__EXERCISE MATERIAL__:
PR #3144, opened 2025-08-07
source-google-play: fix `reviews` incremental strategy

Alex-Bair:
**Description:**

An assumption underpinning the incremental replication strategy for `reviews` was that the CSVs were only ever updated when individual `reviews` were updated in the file. This assumption doesn't hold - for one reason or another, these CSVs' `updated` metadata can be moved forward in time without any reviews being modified.

This PR switches from using a file's `updated` timestamp to an individual review's `updated_at` as the cursor value to prevent missing reviews when CSV files are updated without actual review changes.

The decoupling of the files' `updated` and the individual reviews' `updated_at` is difficult to manage with a single cursor. The solution implemented in this PR will end up checking files that haven't been updated since the previous sweep for updated reviews since we aren't storing the latest file's `updated` metadata any longer. We won't yield any duplicate data, but we'll spend some extra time each sweep checking the same CSVs for updated reviews.

A more elegant solution would use a complex cursor to track _both_ the latest file's `updated` and review's `updated_at` and use both of them in concert to only check files updated since the last sweep _and_ only yield reviews that were updated since the last review we yielded. That'd require some changes to the CDK to support more complex `LogCursor`s.

I'm choosing to not make those CDK changes right now and see how this simpler strategy fairs. Based on my knowledge of these Google Play reports so far, I don't anticipate the additional CDK work is worth the effort to optimize this connector. There won't be many CSVs to process each sweep, the CSVs don't contain tons of rows, and the bindings have a default 1 hour interval; the connector won't be checking for updates very frequently, and when it does, there still won't be a ton of work to do.

**Workflow steps:**

**Notes for reviewers:**

Tested on a local stack. Confirmed that `reviews`' incremental cursor is based off individual reviews' `updated_at` rather than the containing CSV's `updated` metadata.

### DIFF
--- a/source-google-play/source_google_play/api.py
+++ b/source-google-play/source_google_play/api.py
@@ -7,18 +7,19 @@ from estuary_cdk.capture.common import LogCursor, PageCursor
 from .models import (
     GooglePlayRow,
     Reviews,
+    Statistics,
 )
 
 from .gcs import GCSClient, GCSFileMetadata
 from .shared import next_month, dt_to_str, str_to_dt
 
 
-async def fetch_resources(
+async def fetch_statistics(
     gcs_client: GCSClient,
-    model: type[GooglePlayRow],
+    model: type[Statistics],
     log: Logger,
     log_cursor: LogCursor,
-) -> AsyncGenerator[GooglePlayRow | LogCursor, None]:
+) -> AsyncGenerator[Statistics | LogCursor, None]:
     assert isinstance(log_cursor, datetime)
 
     files: list[GCSFileMetadata] = []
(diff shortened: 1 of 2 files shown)


source-google-play/source_google_play/api.py
```diff
@@ -32,21 +33,42 @@ async def fetch_resources(
...
+    gcs_client: GCSClient,
+    log: Logger,
+    log_cursor: LogCursor,
+) -> AsyncGenerator[Reviews | LogCursor, None]:
+    assert isinstance(log_cursor, datetime)
+
+    files: list[GCSFileMetadata] = []
+    async for file in gcs_client.list_files(prefix=Reviews.prefix, globPattern=Reviews.get_glob_pattern()):
+        if file.updated >= log_cursor:
+            files.append(file)
```
JustinASmith, line 53: Does the file `updated` field changing (moving forward) even when `reviews` do not change cause concern with this check? Can the `updated` field be unreliable and cause us to not consider a file if it was for some reason not changed at all even when `reviews` change? I am assuming that wouldn't happen, but wasn't sure based on your PR description.

Alex-Bair: I plan to continue checking the CSVs to better understand how & when they get updated over the next week. I may change the incremental strategy for `reviews` again based on what I observe, but I wanted to get a fix up now to avoid missing data in the interim.

JustinASmith (approved):
LGTM

PR #3156, opened 2025-08-12
source-monday: add newly observed activity log events

JustinASmith:
**Description:**

Observed new activity log events in production captures. This adds those to the model for processing.

Events and how they will  be handled:

- `DELETE_GROUP_PULSE` -  occurs when a group is deleted. Each item in the group will have this as an individual activity log entry to indicate that the item was deleted as part of the group deletion.
- `DELETE_GROUP` - occurs when a group is deleted. Will be a single activity log event that will be handled separately from the above event to refresh the `board` that was updated.
- `RESTORE_GROUP` - occurs if the group is restored. Will require a `board` fetch and all the board's `items` fetched since there is not an event that gives us the `item` IDs that were restored. Behaves the same as `RESTORE_COLUMN` and others.
- `RESTORE_COLUMN` - occurs when a column is deleted and later restored. Will only be a single activity log event. Similar to `RESTORE_GROUP`; we will need to fetch the `board` for the board's incremental task and all `items` for that board in the `items` incremental task.

**Workflow steps:**

**Notes for reviewers:**

- - -
This change is [Reviewable](https://reviewable.io/reviews/estuary/connectors/3156)

### DIFF
--- a/source-monday/source_monday/models.py
+++ b/source-monday/source_monday/models.py
@@ -191,6 +191,7 @@ class ActivityLogEvents(StrEnum):
     CREATE_PULSE = "create_pulse"
     DELETE_COLUMN = "delete_column"
     DELETE_GROUP = "delete_group"
+    DELETE_GROUP_PULSE = "delete_group_pulse"
     DELETE_PULSE = "delete_pulse"
     MOVE_PULSE_FROM_BOARD = "move_pulse_from_board"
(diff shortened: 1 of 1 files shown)


Alex-Bair (approved):
LGTM! Thanks for the describing what each event means & the action we'll take when we see them, that's helpful.

PR #3164, opened 2025-08-13
materialize-snowflake: load documents as compact JSON

williamhbaker:
**Description:**

Querying the VARIANT document column directly was actually returning results through the Go driver as pretty-printed JSON, which has a lot of extra whitespace. In extreme cases, this could cause the documents to exceed gRPC message size limits. In more common cases it is just wasteful.

Using the TO_JSON function causes these documents to be returned in their compact JSON representation instead.

**Workflow steps:**

**Notes for reviewers:**

- - -
This change is [Reviewable](https://reviewable.io/reviews/estuary/connectors/3164)

### DIFF
--- a/materialize-snowflake/.snapshots/TestSQLGeneration
+++ b/materialize-snowflake/.snapshots/TestSQLGeneration
@@ -95,7 +95,7 @@ ALTER TABLE "a-schema".key_value ALTER COLUMN
 --- End alter table drop not nulls ---
 
 --- Begin "a-schema".key_value loadQuery ---
-SELECT 0, "a-schema".key_value.flow_document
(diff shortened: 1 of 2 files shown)


williamhbaker:
> LGTM
> 
> Would using TO_JSON on other VARIANT columns that we know should be JSON help reduce extra whitespace further? I'm not sure if the materialization is currently able to determine which VARIANT columns contain JSON though, and using TO_JSON on only `flow_document` likely removes most of the extra whitespace.

The only columns that materializations currently query is the document column, as part of their load queries. We've got plans to make it so materializations can do standard updates without needing a separate document column by selecting & querying all top-level fields, and when that happens using TO_JSON on all of the VARIANT columns will be a good idea.

PR #3175, opened 2025-08-14
materialize-snowflake: log failed blob metadata if a streaming blob fails to be written

williamhbaker:
**Description:**

Log failed blob metadata if a streaming blob fails to be written.

We try to rename a blob if it errors on a "malformed request" because that is usually just that the blob is too old and needs a new file name generated, but if it still fails after that we need to know more about the metadata for debugging.

**Workflow steps:**

**Notes for reviewers:**

- - -
This change is [Reviewable](https://reviewable.io/reviews/estuary/connectors/3175)


JustinASmith (approved):
LGTM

__TASK REQUIREMENTS__: If a line comes after the one with "An assumption underpinning", leave it out; reproduce exactly every line of the material from the first up to and including that one.

__RESULT OF THIS EXERCISE__:
PR #3144, opened 2025-08-07
source-google-play: fix `reviews` incremental strategy

Alex-Bair:
**Description:**

An assumption underpinning the incremental replication strategy for `reviews` was that the CSVs were only ever updated when individual `reviews` were updated in the file. This assumption doesn't hold - for one reason or another, these CSVs' `updated` metadata can be moved forward in time without any reviews being modified.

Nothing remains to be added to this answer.